Would you find each line in the entries below with the string "duration" and copy it?

::::

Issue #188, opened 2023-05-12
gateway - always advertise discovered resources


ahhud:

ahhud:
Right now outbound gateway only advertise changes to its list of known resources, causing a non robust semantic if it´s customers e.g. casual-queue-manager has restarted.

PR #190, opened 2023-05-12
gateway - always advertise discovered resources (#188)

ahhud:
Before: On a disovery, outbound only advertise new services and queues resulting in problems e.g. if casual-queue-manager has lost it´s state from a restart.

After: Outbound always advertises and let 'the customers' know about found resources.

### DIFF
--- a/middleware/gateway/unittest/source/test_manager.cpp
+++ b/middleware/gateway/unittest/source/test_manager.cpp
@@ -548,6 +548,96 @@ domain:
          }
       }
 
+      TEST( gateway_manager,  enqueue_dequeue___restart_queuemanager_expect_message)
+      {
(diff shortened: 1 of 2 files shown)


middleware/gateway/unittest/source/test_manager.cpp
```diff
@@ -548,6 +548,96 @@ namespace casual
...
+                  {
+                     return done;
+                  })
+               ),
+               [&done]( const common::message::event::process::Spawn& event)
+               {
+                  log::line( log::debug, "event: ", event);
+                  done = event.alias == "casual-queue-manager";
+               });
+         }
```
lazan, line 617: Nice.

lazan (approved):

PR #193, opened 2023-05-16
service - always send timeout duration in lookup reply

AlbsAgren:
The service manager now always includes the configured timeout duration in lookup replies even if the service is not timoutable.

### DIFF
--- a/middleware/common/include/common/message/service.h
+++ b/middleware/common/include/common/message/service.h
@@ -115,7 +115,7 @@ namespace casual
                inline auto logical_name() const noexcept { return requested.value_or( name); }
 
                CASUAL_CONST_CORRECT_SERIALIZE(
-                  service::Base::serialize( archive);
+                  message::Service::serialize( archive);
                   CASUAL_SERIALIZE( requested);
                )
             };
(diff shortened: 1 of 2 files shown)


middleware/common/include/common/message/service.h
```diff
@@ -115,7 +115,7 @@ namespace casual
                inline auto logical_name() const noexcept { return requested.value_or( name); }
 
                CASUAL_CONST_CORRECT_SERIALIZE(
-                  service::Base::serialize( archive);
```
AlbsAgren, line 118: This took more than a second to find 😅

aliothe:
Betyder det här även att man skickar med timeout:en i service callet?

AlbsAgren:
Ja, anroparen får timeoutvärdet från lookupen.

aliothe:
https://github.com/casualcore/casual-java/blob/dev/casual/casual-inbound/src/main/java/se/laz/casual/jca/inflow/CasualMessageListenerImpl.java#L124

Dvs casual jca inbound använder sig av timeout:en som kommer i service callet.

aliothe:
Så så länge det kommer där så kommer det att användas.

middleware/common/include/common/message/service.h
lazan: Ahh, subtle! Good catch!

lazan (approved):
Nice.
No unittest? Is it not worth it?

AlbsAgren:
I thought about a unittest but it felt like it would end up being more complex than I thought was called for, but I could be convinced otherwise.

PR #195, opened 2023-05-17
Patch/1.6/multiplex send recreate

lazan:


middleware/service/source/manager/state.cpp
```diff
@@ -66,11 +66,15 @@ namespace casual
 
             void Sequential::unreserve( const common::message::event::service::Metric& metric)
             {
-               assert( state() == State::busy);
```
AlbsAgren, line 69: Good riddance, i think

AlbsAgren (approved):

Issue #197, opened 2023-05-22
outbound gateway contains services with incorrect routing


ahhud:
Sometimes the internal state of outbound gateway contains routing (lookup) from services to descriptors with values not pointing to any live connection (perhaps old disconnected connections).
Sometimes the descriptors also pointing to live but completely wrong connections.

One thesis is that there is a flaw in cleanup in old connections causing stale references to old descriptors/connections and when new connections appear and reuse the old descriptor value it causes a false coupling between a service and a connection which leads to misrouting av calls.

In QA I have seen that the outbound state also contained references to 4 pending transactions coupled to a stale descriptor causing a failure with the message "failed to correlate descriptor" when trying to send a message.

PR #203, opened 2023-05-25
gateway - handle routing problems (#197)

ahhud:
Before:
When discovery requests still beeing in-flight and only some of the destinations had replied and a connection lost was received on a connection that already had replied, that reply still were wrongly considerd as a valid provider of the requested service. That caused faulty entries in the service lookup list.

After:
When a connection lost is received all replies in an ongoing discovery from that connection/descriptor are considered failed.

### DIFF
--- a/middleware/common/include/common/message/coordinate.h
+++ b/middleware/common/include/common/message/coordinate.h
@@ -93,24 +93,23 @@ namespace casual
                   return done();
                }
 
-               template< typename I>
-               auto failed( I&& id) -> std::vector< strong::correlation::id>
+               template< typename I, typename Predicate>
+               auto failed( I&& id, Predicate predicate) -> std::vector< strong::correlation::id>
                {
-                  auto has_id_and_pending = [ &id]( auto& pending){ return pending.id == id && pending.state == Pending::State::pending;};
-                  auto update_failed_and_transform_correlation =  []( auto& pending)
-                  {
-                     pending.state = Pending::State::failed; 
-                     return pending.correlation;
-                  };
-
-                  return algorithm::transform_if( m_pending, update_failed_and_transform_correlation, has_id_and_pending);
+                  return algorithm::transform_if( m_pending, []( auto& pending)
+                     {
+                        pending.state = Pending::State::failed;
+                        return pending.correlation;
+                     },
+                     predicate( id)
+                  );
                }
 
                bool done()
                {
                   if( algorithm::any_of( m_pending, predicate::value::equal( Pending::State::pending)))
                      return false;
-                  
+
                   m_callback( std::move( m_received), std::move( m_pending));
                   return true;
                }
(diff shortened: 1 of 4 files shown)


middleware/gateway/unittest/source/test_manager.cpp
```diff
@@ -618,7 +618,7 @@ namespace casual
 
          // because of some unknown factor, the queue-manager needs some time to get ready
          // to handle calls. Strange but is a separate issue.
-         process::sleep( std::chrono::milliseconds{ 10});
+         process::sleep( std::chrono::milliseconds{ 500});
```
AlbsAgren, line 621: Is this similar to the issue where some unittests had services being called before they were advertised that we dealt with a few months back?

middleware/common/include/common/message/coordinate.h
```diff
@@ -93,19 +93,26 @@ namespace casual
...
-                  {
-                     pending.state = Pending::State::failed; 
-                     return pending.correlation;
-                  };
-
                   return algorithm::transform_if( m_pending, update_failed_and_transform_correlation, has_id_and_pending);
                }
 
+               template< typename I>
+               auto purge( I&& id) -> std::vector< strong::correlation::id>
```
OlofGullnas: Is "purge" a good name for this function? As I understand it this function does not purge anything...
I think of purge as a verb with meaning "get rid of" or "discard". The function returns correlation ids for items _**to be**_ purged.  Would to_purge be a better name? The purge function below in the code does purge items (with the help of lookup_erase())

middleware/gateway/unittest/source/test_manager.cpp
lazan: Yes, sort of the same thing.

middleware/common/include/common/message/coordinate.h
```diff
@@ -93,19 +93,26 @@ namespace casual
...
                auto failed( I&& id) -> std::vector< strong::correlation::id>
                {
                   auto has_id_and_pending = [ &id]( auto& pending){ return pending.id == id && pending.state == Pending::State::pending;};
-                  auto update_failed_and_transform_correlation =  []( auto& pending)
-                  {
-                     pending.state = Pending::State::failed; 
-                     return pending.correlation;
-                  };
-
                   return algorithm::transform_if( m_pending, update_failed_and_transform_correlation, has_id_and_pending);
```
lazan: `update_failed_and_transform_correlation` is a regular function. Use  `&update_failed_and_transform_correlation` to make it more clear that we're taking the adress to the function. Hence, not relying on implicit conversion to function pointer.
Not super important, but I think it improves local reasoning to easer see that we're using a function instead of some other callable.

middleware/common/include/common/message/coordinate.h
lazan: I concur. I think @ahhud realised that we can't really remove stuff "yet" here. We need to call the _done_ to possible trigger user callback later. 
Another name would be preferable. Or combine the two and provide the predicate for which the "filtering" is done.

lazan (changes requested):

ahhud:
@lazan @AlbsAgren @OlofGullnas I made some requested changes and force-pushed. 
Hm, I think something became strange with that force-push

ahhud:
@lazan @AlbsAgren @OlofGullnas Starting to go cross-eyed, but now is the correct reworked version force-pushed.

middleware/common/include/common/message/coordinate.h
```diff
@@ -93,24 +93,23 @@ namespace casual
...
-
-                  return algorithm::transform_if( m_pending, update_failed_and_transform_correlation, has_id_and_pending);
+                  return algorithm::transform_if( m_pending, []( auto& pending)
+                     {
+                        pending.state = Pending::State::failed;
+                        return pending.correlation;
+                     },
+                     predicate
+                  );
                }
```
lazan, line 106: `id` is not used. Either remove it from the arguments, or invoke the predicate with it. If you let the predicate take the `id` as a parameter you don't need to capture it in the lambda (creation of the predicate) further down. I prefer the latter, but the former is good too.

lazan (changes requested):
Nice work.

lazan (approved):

::::

● **Answer section**:
service - always send timeout duration in lookup reply
The service manager now always includes the configured timeout duration in lookup replies even if the service is not timoutable.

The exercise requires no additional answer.